About this task. Scan the records for the word "returns". Return each line where it is found.
Start of Exercise inputs
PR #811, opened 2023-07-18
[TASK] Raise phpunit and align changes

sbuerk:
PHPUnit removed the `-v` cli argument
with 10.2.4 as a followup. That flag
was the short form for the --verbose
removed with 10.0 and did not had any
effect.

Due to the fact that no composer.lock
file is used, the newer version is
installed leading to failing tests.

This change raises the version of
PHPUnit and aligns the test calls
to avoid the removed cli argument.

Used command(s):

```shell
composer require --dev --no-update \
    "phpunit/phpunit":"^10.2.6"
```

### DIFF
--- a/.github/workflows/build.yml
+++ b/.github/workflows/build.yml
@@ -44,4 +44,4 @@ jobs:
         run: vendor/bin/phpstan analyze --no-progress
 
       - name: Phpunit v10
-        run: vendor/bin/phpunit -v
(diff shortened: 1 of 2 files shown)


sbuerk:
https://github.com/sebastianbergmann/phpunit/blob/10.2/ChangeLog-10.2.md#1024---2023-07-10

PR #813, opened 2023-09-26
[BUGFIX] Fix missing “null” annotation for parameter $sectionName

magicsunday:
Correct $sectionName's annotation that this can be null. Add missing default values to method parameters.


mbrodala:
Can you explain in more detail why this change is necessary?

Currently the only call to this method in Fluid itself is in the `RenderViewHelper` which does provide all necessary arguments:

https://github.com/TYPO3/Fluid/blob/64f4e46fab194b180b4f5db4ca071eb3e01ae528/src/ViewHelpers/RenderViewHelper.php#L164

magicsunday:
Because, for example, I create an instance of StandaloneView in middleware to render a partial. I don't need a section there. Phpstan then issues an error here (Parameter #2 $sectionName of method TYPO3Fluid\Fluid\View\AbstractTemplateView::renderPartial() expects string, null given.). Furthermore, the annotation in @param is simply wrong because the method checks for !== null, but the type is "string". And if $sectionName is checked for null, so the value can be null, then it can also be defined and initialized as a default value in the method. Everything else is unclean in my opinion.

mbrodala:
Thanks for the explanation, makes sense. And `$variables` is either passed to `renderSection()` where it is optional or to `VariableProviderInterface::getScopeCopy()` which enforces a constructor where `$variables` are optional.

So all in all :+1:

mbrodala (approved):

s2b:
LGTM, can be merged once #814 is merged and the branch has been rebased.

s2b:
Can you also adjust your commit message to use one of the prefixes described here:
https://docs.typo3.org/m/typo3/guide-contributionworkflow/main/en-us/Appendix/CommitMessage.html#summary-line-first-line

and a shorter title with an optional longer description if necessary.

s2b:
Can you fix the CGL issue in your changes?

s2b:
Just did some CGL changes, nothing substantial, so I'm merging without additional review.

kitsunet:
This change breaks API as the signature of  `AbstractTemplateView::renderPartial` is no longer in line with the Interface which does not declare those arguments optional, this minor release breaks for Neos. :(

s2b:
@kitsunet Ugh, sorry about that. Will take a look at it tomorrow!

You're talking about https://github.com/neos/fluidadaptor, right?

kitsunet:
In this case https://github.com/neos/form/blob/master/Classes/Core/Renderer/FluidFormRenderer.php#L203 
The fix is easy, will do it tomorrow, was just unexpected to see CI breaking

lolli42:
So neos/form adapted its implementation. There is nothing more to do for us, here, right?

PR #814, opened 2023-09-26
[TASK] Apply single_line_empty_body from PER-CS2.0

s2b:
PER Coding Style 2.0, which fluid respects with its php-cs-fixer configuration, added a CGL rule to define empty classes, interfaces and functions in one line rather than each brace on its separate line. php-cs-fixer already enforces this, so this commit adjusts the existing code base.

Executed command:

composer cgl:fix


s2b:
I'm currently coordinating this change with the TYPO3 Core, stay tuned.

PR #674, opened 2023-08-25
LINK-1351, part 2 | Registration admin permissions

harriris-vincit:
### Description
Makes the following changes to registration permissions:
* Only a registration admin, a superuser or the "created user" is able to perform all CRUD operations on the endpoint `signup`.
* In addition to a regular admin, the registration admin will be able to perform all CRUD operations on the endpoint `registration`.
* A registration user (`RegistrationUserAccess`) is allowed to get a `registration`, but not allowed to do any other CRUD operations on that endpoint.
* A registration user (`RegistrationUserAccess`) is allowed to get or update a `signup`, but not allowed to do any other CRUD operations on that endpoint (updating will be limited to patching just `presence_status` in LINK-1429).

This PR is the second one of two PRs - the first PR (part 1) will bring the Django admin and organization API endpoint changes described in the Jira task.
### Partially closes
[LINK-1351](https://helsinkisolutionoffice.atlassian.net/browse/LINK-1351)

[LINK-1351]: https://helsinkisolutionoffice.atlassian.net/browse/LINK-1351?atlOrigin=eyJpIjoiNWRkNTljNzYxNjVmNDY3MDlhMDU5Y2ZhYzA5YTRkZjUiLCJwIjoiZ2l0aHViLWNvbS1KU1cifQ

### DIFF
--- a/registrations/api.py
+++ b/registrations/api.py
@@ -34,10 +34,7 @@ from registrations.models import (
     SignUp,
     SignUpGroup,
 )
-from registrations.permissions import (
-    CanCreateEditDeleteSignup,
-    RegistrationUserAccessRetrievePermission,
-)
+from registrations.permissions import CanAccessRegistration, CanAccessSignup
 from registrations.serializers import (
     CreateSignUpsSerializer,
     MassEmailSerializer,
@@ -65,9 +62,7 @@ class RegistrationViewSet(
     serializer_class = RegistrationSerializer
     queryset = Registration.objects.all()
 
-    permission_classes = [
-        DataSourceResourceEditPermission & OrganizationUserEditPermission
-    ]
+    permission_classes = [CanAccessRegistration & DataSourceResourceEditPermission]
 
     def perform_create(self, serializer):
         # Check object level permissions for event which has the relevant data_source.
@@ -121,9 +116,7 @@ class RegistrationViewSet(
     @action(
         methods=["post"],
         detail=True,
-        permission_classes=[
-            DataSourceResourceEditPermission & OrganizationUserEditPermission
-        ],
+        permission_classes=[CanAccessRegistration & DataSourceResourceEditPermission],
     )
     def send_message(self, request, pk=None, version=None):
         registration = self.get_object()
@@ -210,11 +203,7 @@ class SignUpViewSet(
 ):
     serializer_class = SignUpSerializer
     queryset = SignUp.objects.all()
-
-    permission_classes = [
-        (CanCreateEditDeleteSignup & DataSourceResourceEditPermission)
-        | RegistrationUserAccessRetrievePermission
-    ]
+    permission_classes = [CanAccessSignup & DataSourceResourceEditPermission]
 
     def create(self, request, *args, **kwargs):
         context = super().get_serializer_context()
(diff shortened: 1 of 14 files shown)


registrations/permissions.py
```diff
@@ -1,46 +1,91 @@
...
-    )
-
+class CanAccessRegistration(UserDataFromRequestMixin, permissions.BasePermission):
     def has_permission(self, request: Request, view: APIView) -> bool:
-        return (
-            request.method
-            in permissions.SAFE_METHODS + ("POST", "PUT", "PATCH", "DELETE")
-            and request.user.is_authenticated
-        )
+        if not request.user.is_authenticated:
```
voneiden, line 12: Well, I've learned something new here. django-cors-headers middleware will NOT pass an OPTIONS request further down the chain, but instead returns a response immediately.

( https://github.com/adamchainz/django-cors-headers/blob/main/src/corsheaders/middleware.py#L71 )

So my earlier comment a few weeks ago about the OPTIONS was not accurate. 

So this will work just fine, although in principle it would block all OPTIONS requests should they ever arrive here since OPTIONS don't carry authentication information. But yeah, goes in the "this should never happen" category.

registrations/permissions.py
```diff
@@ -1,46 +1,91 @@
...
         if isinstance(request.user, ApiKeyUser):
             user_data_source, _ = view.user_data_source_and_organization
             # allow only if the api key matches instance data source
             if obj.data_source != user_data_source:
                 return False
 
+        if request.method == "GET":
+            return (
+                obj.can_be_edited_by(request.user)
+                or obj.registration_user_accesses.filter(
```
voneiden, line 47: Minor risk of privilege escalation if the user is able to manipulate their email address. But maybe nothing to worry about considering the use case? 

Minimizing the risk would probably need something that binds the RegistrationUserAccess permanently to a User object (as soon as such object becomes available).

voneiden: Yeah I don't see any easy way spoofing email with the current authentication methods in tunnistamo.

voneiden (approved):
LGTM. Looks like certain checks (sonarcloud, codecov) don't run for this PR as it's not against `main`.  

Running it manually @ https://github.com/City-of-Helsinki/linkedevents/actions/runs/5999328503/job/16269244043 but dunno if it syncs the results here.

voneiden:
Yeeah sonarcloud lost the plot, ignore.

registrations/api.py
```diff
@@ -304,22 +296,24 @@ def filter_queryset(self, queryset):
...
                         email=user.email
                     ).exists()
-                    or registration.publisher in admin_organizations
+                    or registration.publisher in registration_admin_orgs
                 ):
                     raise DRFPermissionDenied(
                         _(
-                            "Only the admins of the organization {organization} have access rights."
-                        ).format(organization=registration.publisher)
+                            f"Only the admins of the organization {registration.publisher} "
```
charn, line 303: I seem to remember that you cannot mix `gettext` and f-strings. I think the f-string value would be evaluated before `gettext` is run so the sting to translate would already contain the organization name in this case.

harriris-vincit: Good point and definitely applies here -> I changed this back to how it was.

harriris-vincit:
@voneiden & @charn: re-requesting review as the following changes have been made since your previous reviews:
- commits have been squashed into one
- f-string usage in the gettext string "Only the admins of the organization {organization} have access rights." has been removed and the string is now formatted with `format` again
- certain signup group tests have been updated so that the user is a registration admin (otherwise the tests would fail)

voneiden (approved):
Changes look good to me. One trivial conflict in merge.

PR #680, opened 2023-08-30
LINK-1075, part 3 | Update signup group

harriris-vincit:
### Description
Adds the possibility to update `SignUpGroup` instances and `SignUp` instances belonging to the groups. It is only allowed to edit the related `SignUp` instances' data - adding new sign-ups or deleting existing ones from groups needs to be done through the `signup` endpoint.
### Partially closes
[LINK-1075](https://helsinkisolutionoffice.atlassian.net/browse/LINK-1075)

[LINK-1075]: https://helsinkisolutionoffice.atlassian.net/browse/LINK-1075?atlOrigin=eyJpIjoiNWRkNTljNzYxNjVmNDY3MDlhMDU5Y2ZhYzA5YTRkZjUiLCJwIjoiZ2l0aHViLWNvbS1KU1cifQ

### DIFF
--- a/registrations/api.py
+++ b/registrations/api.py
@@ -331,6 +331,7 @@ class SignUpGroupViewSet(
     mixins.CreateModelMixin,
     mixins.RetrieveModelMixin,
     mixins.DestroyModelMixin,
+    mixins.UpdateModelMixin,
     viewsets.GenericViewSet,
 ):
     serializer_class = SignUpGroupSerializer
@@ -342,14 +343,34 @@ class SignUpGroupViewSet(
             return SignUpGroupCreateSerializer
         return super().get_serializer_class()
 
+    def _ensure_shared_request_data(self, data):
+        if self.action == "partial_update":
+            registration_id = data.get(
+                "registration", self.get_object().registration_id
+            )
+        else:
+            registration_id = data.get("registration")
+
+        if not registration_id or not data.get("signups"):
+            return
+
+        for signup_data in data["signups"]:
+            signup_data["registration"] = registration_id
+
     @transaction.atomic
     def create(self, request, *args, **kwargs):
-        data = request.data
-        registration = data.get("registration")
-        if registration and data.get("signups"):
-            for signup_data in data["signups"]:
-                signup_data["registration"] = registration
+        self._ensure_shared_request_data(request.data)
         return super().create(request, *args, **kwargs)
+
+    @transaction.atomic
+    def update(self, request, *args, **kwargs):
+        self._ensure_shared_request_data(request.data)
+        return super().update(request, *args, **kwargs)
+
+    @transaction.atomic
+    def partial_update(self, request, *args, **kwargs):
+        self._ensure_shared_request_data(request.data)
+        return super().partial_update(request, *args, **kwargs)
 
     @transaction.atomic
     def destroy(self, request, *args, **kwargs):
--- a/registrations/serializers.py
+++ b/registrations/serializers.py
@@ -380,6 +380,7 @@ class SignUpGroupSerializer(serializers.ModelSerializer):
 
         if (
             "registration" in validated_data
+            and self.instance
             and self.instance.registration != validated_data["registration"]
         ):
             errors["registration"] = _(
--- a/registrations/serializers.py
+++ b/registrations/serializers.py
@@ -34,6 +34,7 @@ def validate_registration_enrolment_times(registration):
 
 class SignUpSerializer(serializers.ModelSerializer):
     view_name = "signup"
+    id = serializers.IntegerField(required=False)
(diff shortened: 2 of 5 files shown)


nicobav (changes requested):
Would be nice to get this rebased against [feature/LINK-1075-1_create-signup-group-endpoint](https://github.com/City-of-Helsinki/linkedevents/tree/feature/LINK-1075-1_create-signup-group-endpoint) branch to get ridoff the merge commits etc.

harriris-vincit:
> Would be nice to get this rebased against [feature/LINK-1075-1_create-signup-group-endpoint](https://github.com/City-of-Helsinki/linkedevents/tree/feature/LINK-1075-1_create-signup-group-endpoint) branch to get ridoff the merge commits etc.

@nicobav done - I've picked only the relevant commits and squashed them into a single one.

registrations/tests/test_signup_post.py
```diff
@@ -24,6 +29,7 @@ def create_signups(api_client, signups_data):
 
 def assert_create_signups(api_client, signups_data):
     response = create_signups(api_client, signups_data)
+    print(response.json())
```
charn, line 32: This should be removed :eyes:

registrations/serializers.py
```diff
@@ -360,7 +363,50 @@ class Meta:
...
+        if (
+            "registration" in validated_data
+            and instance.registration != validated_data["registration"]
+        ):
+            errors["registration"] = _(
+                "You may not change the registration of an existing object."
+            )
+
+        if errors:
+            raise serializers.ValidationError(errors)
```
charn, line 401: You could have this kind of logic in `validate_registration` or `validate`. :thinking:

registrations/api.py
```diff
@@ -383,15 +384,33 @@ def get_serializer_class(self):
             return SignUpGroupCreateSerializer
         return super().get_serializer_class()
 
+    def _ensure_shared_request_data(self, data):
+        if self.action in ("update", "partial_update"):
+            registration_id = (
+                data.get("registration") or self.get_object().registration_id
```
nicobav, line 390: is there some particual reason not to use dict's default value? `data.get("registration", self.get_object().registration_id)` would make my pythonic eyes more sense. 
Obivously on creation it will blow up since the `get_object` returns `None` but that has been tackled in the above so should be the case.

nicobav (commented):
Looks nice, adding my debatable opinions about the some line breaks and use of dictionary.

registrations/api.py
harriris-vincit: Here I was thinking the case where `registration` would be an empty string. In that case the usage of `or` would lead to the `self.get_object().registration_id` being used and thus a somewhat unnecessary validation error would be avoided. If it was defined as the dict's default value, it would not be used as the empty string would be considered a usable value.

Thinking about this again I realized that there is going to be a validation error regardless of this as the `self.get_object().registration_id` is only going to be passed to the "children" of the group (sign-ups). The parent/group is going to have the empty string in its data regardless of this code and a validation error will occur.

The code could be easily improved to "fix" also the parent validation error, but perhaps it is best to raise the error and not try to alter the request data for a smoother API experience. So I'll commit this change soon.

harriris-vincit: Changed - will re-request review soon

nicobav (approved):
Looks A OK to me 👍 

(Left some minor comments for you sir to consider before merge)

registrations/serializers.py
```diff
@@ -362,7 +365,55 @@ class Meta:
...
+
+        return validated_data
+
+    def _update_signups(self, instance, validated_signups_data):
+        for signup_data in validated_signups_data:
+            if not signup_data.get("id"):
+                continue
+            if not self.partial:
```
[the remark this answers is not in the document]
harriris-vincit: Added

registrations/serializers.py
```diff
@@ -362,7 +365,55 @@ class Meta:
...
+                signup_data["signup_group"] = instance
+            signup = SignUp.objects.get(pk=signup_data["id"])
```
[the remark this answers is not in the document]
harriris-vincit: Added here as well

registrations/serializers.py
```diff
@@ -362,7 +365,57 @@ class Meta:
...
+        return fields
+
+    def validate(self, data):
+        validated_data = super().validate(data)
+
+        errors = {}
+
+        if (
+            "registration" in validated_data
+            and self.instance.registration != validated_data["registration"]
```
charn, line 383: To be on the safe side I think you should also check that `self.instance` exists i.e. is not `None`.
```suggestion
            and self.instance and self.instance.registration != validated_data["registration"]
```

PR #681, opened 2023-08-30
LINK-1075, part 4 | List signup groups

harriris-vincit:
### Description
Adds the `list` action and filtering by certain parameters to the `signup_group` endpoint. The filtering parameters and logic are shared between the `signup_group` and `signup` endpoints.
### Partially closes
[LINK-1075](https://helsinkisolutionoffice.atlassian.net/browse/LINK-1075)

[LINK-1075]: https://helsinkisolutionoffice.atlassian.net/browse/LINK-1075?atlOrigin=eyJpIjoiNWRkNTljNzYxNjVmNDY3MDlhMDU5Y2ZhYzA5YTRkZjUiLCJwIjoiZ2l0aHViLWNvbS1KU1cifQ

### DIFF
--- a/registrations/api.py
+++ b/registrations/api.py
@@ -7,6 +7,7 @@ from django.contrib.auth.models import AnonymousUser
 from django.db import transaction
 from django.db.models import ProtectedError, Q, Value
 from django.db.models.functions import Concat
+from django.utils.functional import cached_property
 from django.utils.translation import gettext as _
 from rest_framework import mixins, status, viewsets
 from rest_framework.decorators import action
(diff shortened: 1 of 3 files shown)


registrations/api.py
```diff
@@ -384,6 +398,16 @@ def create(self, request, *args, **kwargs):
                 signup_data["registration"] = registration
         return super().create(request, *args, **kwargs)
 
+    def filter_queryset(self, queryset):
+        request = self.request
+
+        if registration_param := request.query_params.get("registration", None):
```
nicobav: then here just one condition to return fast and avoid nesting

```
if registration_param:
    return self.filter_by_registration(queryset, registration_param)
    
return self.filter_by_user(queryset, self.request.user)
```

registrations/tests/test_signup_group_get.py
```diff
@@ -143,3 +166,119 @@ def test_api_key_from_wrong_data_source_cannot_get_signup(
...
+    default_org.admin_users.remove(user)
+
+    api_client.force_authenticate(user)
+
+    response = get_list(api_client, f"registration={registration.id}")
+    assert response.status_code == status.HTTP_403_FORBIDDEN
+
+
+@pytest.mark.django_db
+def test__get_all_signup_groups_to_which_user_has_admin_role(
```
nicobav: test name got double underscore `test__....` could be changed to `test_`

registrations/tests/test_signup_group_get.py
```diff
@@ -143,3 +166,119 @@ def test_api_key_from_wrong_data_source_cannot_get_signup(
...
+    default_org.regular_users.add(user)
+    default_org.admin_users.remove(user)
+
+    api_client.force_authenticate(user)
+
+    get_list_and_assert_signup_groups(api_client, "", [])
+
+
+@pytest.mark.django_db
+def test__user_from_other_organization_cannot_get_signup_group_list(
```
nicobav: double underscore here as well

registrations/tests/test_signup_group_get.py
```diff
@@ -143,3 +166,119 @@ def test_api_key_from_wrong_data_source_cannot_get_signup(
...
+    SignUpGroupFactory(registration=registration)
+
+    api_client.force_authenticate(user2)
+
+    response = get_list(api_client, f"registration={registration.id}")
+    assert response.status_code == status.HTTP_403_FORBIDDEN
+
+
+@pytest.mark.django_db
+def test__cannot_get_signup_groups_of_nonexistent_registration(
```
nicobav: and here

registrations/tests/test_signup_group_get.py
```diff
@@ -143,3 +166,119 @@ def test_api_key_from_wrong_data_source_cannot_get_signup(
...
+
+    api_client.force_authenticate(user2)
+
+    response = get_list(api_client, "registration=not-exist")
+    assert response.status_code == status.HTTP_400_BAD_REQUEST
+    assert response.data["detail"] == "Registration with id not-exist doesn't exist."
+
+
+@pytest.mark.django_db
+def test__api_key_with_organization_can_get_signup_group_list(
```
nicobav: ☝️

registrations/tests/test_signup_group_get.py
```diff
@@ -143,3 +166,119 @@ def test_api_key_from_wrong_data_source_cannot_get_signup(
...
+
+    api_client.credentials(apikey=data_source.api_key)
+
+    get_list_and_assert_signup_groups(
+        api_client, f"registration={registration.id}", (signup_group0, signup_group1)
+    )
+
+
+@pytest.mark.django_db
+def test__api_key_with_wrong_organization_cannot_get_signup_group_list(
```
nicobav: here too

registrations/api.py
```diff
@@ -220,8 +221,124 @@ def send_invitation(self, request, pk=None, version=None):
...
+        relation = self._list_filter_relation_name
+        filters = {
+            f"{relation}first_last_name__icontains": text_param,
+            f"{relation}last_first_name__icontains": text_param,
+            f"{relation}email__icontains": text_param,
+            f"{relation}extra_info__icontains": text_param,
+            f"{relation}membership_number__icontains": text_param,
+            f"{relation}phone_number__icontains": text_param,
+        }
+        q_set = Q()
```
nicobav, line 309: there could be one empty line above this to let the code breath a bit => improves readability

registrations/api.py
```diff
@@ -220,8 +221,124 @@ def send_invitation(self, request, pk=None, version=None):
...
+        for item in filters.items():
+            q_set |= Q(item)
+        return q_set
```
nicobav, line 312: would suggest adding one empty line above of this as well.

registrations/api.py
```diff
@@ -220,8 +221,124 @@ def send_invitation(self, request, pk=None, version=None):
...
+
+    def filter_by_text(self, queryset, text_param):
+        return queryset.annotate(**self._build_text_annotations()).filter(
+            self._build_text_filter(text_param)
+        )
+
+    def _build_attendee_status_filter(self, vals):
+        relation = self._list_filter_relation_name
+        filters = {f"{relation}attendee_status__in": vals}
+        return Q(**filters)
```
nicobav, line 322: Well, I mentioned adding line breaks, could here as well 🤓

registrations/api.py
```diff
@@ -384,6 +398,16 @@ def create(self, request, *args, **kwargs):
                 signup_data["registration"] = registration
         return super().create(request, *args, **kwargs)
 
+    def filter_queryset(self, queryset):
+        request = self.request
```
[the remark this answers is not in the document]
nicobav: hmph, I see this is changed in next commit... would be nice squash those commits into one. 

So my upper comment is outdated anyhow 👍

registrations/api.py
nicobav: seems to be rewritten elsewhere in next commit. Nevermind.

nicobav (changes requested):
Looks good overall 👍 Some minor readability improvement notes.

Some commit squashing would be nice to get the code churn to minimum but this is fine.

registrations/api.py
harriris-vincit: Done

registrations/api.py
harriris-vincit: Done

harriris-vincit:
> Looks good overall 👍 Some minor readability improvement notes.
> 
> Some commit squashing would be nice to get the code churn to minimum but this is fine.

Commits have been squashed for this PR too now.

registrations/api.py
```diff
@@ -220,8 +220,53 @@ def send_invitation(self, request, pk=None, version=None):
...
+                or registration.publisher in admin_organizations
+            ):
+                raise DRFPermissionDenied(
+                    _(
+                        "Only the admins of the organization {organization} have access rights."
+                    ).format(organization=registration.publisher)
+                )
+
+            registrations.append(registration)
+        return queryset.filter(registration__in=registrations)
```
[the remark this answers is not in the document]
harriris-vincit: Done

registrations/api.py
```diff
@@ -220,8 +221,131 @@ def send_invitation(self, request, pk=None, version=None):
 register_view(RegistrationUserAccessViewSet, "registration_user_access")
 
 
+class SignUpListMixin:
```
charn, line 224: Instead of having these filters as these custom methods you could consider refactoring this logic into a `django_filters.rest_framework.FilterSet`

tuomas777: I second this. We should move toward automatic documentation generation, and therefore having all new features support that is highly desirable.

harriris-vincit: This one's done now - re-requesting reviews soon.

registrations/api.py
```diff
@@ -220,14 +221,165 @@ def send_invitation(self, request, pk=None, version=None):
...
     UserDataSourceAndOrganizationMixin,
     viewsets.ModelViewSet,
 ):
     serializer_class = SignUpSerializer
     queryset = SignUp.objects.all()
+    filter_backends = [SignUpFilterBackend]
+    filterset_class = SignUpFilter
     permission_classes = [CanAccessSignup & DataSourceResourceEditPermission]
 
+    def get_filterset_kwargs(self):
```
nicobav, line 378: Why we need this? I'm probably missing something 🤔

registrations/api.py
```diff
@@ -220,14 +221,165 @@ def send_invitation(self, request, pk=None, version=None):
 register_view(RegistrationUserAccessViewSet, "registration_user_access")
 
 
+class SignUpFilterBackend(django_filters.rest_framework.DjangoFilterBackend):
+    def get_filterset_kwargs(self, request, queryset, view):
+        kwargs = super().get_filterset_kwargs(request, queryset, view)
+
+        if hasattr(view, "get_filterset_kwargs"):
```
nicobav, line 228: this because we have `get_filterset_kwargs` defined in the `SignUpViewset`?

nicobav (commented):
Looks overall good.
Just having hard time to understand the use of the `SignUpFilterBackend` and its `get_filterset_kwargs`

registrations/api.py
End of Exercise inputs
Solved exercise.
voneiden, line 12: Well, I've learned something new here. django-cors-headers middleware will NOT pass an OPTIONS request further down the chain, but instead returns a response immediately.
Obivously on creation it will blow up since the `get_object` returns `None` but that has been tackled in the above so should be the case.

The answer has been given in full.